Issue #1095, opened 2019-10-10
Consistency of optimizers


frgsimpson:
There seem to be some differences in the behaviour of the scipy optimizer in GPflow 1 vs GPflow 2.
This might be due to the different treatment of positive parameters (the positive transform sets a lower bound of 1e-6 in Gpflow 1, while in GPflow 2 it uses tfp.bijectors.Softplus without this bound).

st--:
GPflow1 also explicitly specifies `method='L-BFGS-B'` as the default, whereas gpflow2 just lets scipy.minimize pick its default, which in our use-case turns out to be `BFGS` (which is a full-Hessian optimizer, therefore may be more aggressive and struggle with the optimisation surface, and might also be slower for large models).

st--:
Related PRs: #1110, #1112

st--:
@frgsimpson did you have a MWE that showcases the difference in behaviour? have the recent changes removed the difference ?

frgsimpson:
This issue related to the lack of a default lower bound on the likelihood variance in gpflow 2, which has now been re-introduced.

PR #1110, opened 2019-10-22
Lower-bound default positive transform

st--:
Change `gpflow.base.positive()` to behave like GPflow-1's `gpflow.transforms.positive`, i.e. instead of a "pure" softplus (log(1+exp(x)), lower-bound it by adding a small value (default = 1e-6), which prevents positively-constrained hyperparameters such as lengthscales from going too small.

This PR gives gpflow2 the same default behaviour as gpflow1. Relates to issues such as #1095. Probably warrants some discussion before merging.


awav:
Hello @st--, I apologize for closing your PR. It was closed automatically when I moved `develop-2.0` to the `develop`. Could you re-open the PR? Thanks!

frgsimpson:
I'd be keen to make any default lower bound much smaller then 1e-6, as the hyperparameters of spectral mixture kernels routinely fall to around 1e-10.

One possibility would be to enforce parameters to have well defined priors, and a default lower bound can naturally be accommodated there. (I'm a bit hesitant to put it inside a transform where the user may not be expecting it.)

jahall:
I noticed when making changes for #1148 that there is a bug in current `positive` function. Specifically that the `lower` override arg is not getting applied. This _might_ be the root cause of errors...though not investigated further yet.

Current code:
```
def positive(lower: Optional[float] = None):
    lower_value = config.default_positive_minimum()
    if lower_value is None:
        return tfp.bijectors.Softplus()
    ...
```
Corrected:
```
def positive(lower: Optional[float] = None):
    if lower is None:
        lower = config.default_positive_minimum()
    if lower is None:
        return tfp.bijectors.Softplus()
    ...
```

jahall:
Actually, ignore me...the root of your problem is that when you compose the `tfp.bijectors.Chain` you need to perform the shift _after_ the positive bijection not before.

jahall:
Fixed in #1148

Issue #520, opened 2021-09-08
Make Storage Cache Path configurable 


evanxg852000:
The storage cache used in indexing and search is currently using a temporary directory from `tempfile` crate. This makes it useless when the indexing/search server is restarted.
This issue should discuss the way the cache path should be configured and shared among service restarts.

PR #644, opened 2021-10-07
Create indexing directories in data dir

guilload:
### Description
For each index, create an indexing directory in the data dir at `<data dir>/<index name>`. The data dir path is specified by the user or a configuration setting.

An indexing directory consists of two subdirectories:
- a cache directory
- a scratch directory, emptied upon restart

### How was this PR tested?
- added unit tests
- ran unit and integration test suites


guilload:
Fixes #520.
Fixes #599.

PR #671, opened 2021-10-19
Added migration files for schema changes in #658.

fulmicoton:
### How was this PR tested
Using diesel on a local postgres. Revert has been tested too.
On an actual old indexed index with many splits

### DIFF
--- a/quickwit-metastore/src/metastore/mod.rs
+++ b/quickwit-metastore/src/metastore/mod.rs
@@ -93,6 +93,7 @@ pub struct SplitMetadata {
     pub tags: HashSet<String>,
 
     /// Number of demux operations this split has undergone.
+    #[serde(default)]
     pub demux_num_ops: usize,
 }
 


PSeitz:
@fulmicoton 
As per docs, they run in a transaction:
https://docs.rs/diesel_migrations/1.4.0/diesel_migrations/fn.run_pending_migrations.html

Looking at the code, there is a conditional, which seems to return always true currently
https://github.com/diesel-rs/diesel/blob/9afd87b51611aeb7eb485a71aef782accc593925/diesel_migrations/src/migration_harness.rs#L187-L191

There are some limits on the transaction guarantees on some DDL statements, but DDL transaction support looks pretty good on PostgreSQL (https://www.postgresql.org/docs/14/mvcc-caveats.html)

"Some DDL commands, currently only TRUNCATE and the table-rewriting forms of ALTER TABLE, are not MVCC-safe. This means that after the truncation or rewrite commits, the table will appear empty to concurrent transactions, if they are using a snapshot taken before the DDL command committed."

PR #675, opened 2021-10-19
Fix release builds

evanxg852000:
### Description
Fixed some release builds
- x86_64-apple-darwin
- x86_64-unknown-linux-gnu
- x86_64-unknown-linux-musl (statically linked)
- aarch64-unknown-linux-gnu

Added documentation

TODO: (In another task https://github.com/quickwit-inc/quickwit/issues/715)


fulmicoton:
@evanxg852000 I think you nailed the problem. We could also use this https://docs.rs/openssl-probe/0.1.4/openssl_probe/
to sniff the right path for OpenSSL cert.

fulmicoton (approved):

cross-images/libpq.sh
```diff
@@ -0,0 +1,47 @@
...
+        if ! dpkg -L $dep; then
+            apt-get install --no-install-recommends -y $dep
+            purge_list+=( $dep )
+        fi
+    done
+
+    td=$(mktemp -d)
+
+    pushd $td
+    curl -kfLO https://ftp.postgresql.org/pub/source/v$version/postgresql-$version.tar.gz
```
fulmicoton, line 28: Adding some comment about what all this is about would be awesome.

fulmicoton (approved):

cross-images/libpq.sh
evanxg852000: I have added comments. Also, it will need refactoring base on how this goes https://github.com/quickwit-inc/quickwit/issues/715

.github/workflows/release.yml
```diff
@@ -4,6 +4,8 @@ on:
   push:
```
guilload, line 4: Have you looked into simplifying this workflow by creating a generic workflow that builds a given target and then calling the generic workflow with a matrix of targets? Are there some subtleties between targets that prevent doing so?

Makefile
```diff
@@ -31,3 +31,14 @@ fmt:
...
 	QUICKWIT_ENV=local cargo test --all-features
+
+# This will build and push all custom cross images for cross-compilation.
+# You will need to login into dockerhub with `quickwitinc` account
+IMAGE_TAGS = x86_64-unknown-linux-gnu aarch64-unknown-linux-gnu x86_64-unknown-linux-musl aarch64-unknown-linux-musl 
+
+.PHONY: cross-images
+cross-images:
+	for tag in ${IMAGE_TAGS}; do \
+		docker build --tag quickwitinc/builder-$$tag --file ./cross-images/$$tag.dockerfile ./cross-images; \
```
guilload, line 42: Who owns this DockerHub account? You?

cross-images/aarch64-unknown-linux-gnu.dockerfile
```diff
@@ -0,0 +1,16 @@
+FROM rustembedded/cross:aarch64-unknown-linux-gnu
```
guilload, line 1: Can we move the cross images to `build/cross-images`?

cross-images/aarch64-unknown-linux-gnu.dockerfile
```diff
@@ -0,0 +1,16 @@
...
+
+COPY libpq.sh /
+RUN bash /libpq.sh aarch64-linux-gnu
+
+RUN apt-get update -y && \
+    apt-get install -y libpq-dev
```
guilload, line 7:
```suggestion
    apt-get install -y libpq-dev && \
    rm -rf /var/lib/apt/lists/*
```

cross-images/aarch64-unknown-linux-gnu.dockerfile
```diff
@@ -0,0 +1,16 @@
...
+
+ENV X86_64_UNKNOWN_LINUX_MUSL_OPENSSL_DIR=/usr/local/musl/ \
```
guilload, line 9: nit: can we sort those alphabetically?

cross-images/aarch64-unknown-linux-gnu.dockerfile
guilload: Note that this is actually not necessary here given the purpose of this image, but it's just a good habit.

guilload (approved):
LGTM.

quickwit-metastore/Cargo.toml
```diff
@@ -43,4 +44,4 @@ tempfile = '3'
 [features]
 testsuite = ["mockall", "tempfile"]
 ci-test = []
-postgres = [ "diesel", "diesel_migrations" ]
+postgres = [ "diesel", "diesel_migrations", "openssl"]
```
guilload, line 47: Why don't use we `openssl/vendored` here?

quickwit-indexing/Cargo.toml
```diff
@@ -42,6 +44,7 @@ arc-swap = "1.4"
 [features]
 kafka = ["rdkafka"]
 kafka-external-service = []
+kafka-vendored = ["kafka", "libz-sys/static", "openssl/vendored"]
```
guilload, line 47: vendored-kafka

quickwit-cli/Cargo.toml
```diff
@@ -53,4 +54,6 @@ serial_test = "0.5.1"
 
 [features]
 ci-test = []
-release-feature-set = ["quickwit-metastore/postgres", "quickwit-indexing/kafka"]
+openssl-support = ["openssl-probe"]
```
guilload, line 57: openssl

Makefile
evanxg852000: We own it this is where our docker images are pushed

quickwit-cli/Cargo.toml
evanxg852000: The name of the feature will become the name of a dependency. `openssl`

.github/workflows/release.yml
evanxg852000: I tried this but GitHub action does not give much reusability unless we go with a full bash script that we can invoke. You will not lot of `if` at the en of each pipeline. I tried factoring this into reusable action without much success. composite actions don't get all the context of the top-level action.

quickwit-metastore/Cargo.toml
evanxg852000: This helped more like selecting the ssl version to be same with the one on `quickwit/indexing`, I did not try `openssl/vendored` tbh. I think this might even be a hint to make build for `arm-musl` Will test it on https://github.com/quickwit-inc/quickwit/issues/715

Makefile
guilload: There's also:
https://hub.docker.com/orgs/quickwit

We can figure that out later but we need to consolidate around one account.

.github/workflows/release.yml
guilload: Cool, just wanted to know if we tried and what the outcome was for developing future workflows. Thanks.

quickwit-cli/Cargo.toml
guilload: Ok. Makes sense. This is why some projects just call the feature `ssl` then.

Makefile
evanxg852000: I can definetly route all our images to this account if this is the official one. before merging this.
We just need someone with access to change the dockerhub access token on the github repository.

·····

**PROBLEM DESCRIPTION:** Which lines should be output? Exactly those from the first line of the data through the line containing "There seem to", inclusive.

**EXERCISE ANSWER:**
Issue #1095, opened 2019-10-10
Consistency of optimizers


frgsimpson:
There seem to be some differences in the behaviour of the scipy optimizer in GPflow 1 vs GPflow 2.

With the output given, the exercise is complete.